Various participatory/community mapping methods have gained popularity, especially after developing the Local Agenda 21 Planning Guide created during the United Nations Rio Conference on the Environment in 1992, where it was identified as a best practice for locally-based sustainability planning [1
]. Nevertheless, the question of whether digital participation enables a move beyond informing or consulting citizens as part of the planning process has not fully been answered yet [2
]. More evidence is therefore needed to assess the actual value of digital participatory platforms in urban planning, including web-based geoparticipation [3
], especially with the links to the UN Sustainable Development Goals (SDGs) agenda and specifically the Indicator 11.3.2: “Proportion of cities with a direct participation structure of civil society in urban planning and management that operate regularly and democratically”.
Following the lack of data about geoparticipation on the municipal level and research gap in geoparticipation research in Central and Eastern Europe, we have created a vast geodatabase (n = 6258) about Czech municipalities’ local administration and their usage of geoparticipatory tools.
By collecting such a dataset, we can answer spatial questions concerning the whole country, such as:
“What is the spatial distribution of given indicator”?
“Do the municipalities with similar indicators tend to cluster or not”?
Or “Is there a relationship between municipalities’ size and a certain level of (geo)participation”?
The questions above could not be answered using any of the existing data about participatory processes or e-governance at the local administration level in Czechia. In this data description, we do not intend to answer such questions (this is done in other research, e.g., [6
]), but to introduce the unique dataset we collected. On the international level, two global indices are measuring the level of participation or e-government. The first, E-Government Development Index (EGDI), measures three aggregate indices [7
] of e-government: (1) provision of online services (e.g., online availability of authorities); (2) telecommunication connectivity (e.g., number of internet users); and (3) human capacity (e.g., literacy rate) [8
]. The second, E-Participation index, similarly to EGDI, focuses on three composite domains: (1) E-information sharing, (2) E-consultation, and (3) E-decision-making [9
]. Both indices monitor all United Nations member states at a country level. Focusing on Europe, the European Participation Index (EPI) made for cross-national comparison of workers participation includes board-level, establishment-level, and collective bargaining participation [10
]. The EPI is not an index dealing with public participation but rather exploring the relationship between employees and employers. The Better Life Index—created by the Organisation for Economic Co-operation and Development (OECD) and covering most of Europe—includes the Civic Engagement indicator, among others, which takes voter turnout and stakeholder engagement for developing regulations as two main measures since these are relatively easily available for all OECD member countries [12
]. Eurostat as a main statistical body for the European Union provides only a few partial statistics connected to public participation (e.g., formal and informal voluntary activities, communication via social media, or active citizenship). These are mainly collected within European Union Statistics on Income and Living Conditions (EU-SILC) surveys. Probably the most important relevant indicator is active citizenship, defined as “participation in activities related to political groups, associations or parties, including attending any of their meetings or signing a petition” [13
]. However, there is not a comprehensive statistics or index about public participation produced by Eurostat. Narrowing down the geographical scope, public participation at local administration level in Czechia was measured in 2016 using the comprehensive Participation index developed by the former D21 initiative (now renamed to Institute H21, and now running the Participation21 project). The Participation index was composed of 21 indicators grouped into six categories—transparency, communication, involvement/engagement, inclusion, implementation, and evaluation. However, it evaluated only 101 municipalities and city districts with more than 10,000 inhabitants. One of the most important public bodies in the field of participation in Czechia is represented by the association of Healthy Cities of the Czech Republic, comprising 131 members with regional influence on more than 2400 municipalities. The association actively uses and promotes a Pocitovemapy.cz platform (“emotional maps” in English), through which citizens can express their opinion on various topics (e.g., urban planning, development, and site improvements).

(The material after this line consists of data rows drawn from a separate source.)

PR #5015, opened 2022-09-26
[Do not review] Add support for pinTag rewrite option

inlined:
This does not yet actually release the feature since the backend changes are still pending. Instead this creates a tag, garbage collects if there are more than 500 tags, and then logs the tag that would have been sent as a pin.

Along the way my OCD got the better of me. The codebase predates some of the type definitions that have really improved the functions codebase, so I added them in. This revealed that there was a lot of conversion between superfluous types, which included a lot of `any`s. 

A quick list of changes made:
1. Canged/added typing. Documented some of functions' fields in `Context`, added more documentation for the hosting API, used more specific typing in the Hosting codebase so the type system guaranteed we didn't need to handle certain edge cases, and removed the local type cast in hosting deploy so that we either have firebase.json types or api types. Moved hosting deploy code to use the API library for stronger typing of requets as well.
2. Refactored a utility for Cloud Run from the functions codebase into the API file so it could be reused.
3. I combined `normalizedConfigs` and `validate` into one `config` file that has much more granular methods that are easier to unit test.
4. Dramatically simplified the logic for looking up functions for hosting redirects.

Some additional changes I think we should do:
1. Get rid of the first pass of convertConfig; just create the version with labels only in `prepare` and remove the `finalize` param from `convertConfig` because it is called only in `release.
2. Change `prepare` slightly so that `HostingDeploy` can be guaranteed to have a non-null `version`.

This change has waaaaaay more LOC than there were meaningful changes due to things like indentation changing or consolidating files. Feel free to ask me to work together to figure out how to break this into more manageable chunks.


inlined:
Leaving this PR up so I can browse locally w/o switching branches, but this is being broken up into smaller reviews.

inlined:
Sub-PRs are committing everything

Nevertheless, there exists an endless dilemma in geographical research giving us two options. First, if we want to cover large areas by means of data, we usually exploit databases from official data sources, typically statistical offices. However, available indicators are either generic or not available at a finer administrative scale (e.g., municipal level, LAU 2). Second, desired detailed indicators are available, but covering only a small portion of the study area and/or collected as a sample survey, which might not be representative enough for each administrative unit in a country. Acquisition of spatially and thematically detailed data covering large areas—i.e., combining both options mentioned above—would impose highly cost- and time-demanding data collection.

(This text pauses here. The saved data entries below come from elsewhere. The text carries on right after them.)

PR #8661, opened 2025-05-27
Allow multiSelect

### LINKED ISSUE #8657: Invalid type "multiselect" error in extensions.yaml during firebase ext:dev:upload

**firebase-tools: 14.4.0**

**Platform: macOS 15.4.1 (24E263)**

### [REQUIRED] Test case

When uploading an extension using firebase ext:dev:upload, an error occurs if the extensions.yaml file includes a type: multiselect parameter. According to the Firebase Extensions YAML reference (https://firebase.google.com/docs/extensions/reference/extension-yaml), multiselect (one word) is listed as a valid type for the type parameter in param definitions. However, the upload fails with an error indicating that multiselect is invalid.

Example extensions.yaml snippet:
```yaml
params:
  - param: ALERTS
    label: Alerts
    type: multiselect
    options:
      - label: Option 1
        value: option1
      - label: Option 2
        value: option2
```

1. Create an extensions.yaml file with a parameter using type: multiselect as shown above.
1. Run the command firebase ext:dev:upload to upload the extension.
1. Observe the error message.

The firebase ext:dev:upload command should successfully upload the extension, recognizing multiselect as a valid type for a parameter, as documented in the Firebase Extensions YAML reference (https://firebase.google.com/docs/extensions/reference/extension-yaml).

The upload fails with the following error:

```bash
Error: The extension.yaml has the following errors: 
  - Invalid type multiselect for param ALERTS. Valid types are select, multiSelect, string, selectResource, secret
```

The error message suggests multiSelect (camelCase) as a valid type, which contradicts the documentation's use of multiselect (lowercase, one word).

joehan:
### Description
Fixes #8657


aalej (commented):
qq, do we plan to support both `multiselect` and `multiSelect`? If we're only planning on supporting `multiSelect`, I think we can remove `multiselect`

htsuruo:
@joehan @aalej 

>edit: we might also want to update

This is just documentation. 
The update is also needed, but following line is more important and must be updated if `multiSelect` is correct.
https://github.com/firebase/firebase-tools/blob/e4b79eae9e93647f486204021130b986c89f9769/schema/extension-yaml.json#L124

aalej (approved):
LGTM! Verified the schema update locally.

image

PR #8664, opened 2025-05-28
Firestore mcp emulator

tammam-g:


src/gcp/firestore.ts
```diff
@@ -149,7 +154,7 @@ export async function getDatabase(
   database: string,
   allowEmulator: boolean = false,
 ): Promise<Database> {
-  const apiClient = allowEmulator ? emuOrProdClient : prodOnlyClient;
+  const apiClient = getClient(allowEmulator);
```
fredzqm, line 157: （offline discussion)

Not a big fan of the `allowEmulator` boolean + the env override. Can do a simple refactor to change them to take a `apiClient` override option.
If the client wants to use emulator, it can override.

src/mcp/tools/firestore/commit_document.ts
```diff
@@ -0,0 +1,71 @@
+import { z } from "zod";
+import { tool } from "../../tool.js";
+import { mcpError, toContent } from "../../util.js";
+import { commitDocument, FirestoreDocument, FirestoreValue } from "../../../gcp/firestore.js";
+import { convertInputToValue, firestoreDocumentToJson } from "./converter.js";
+import { getFirestoreEmulatorHost } from "./emulator.js";
+import { NO_PROJECT_ERROR } from "../../errors.js";
+
+export const commit_document = tool(
```
fredzqm, line 9: Let's separate it out to a separate PR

Therefore, as there is no comprehensive and compact dataset dealing with participatory processes or e-governance at the local administration level (LAU 2) in Czechia, we filled the gap by collecting and creating a dataset from publicly available sources using crowdsourcing. We collected a considerable number of indicators about the local administration processes, communication means with local citizens, the openness of (geo)data, and other domains for each municipality (LAU 2) in Czechia. With the help of crowdsourcing, we prepared 55 attributes for 6258 municipalities in Czechia. The attributes are decomposed from the former 24 questions (see Table 1
) to form unique records for better manipulation in GIS and consequent analysis and visualization. Moreover, the dataset presented here was enriched by the authors’ calculation of the Index of Participation with its partial dimensions (see details in [6
]). The added value of the dataset does not lie in the novel use of methods of public surveying or data mining—instead, we used an intuitive and simple online tool for data collection—but in the final open-source database helping to evaluate the (geo)participatory notions of local administrations towards the concept of democracy 2.0 or active citizenship.
2. Data Description
As mentioned in the previous part, we collected a unique set of indicators about (geo)participatory processes and tools that municipalities in Czechia use at the local administration level. The database is cleaned up and ready to be implemented, used, and exploited by other researchers interested in the topic. Moreover, we provide a database about Czech municipalities that is fully integrated with their spatial counterpart. Thus, researchers seeking to search for the geographical or spatial context could use the dataset without additional efforts (in terms of data curation). In this part, we describe the most important characteristics of the dataset, focusing on attribute (tabular) data, its spatial part, and the open geodata portal through which we distribute the dataset. We elaborate more in detail on the methodological aspects of the data collection in the Methods section of this paper.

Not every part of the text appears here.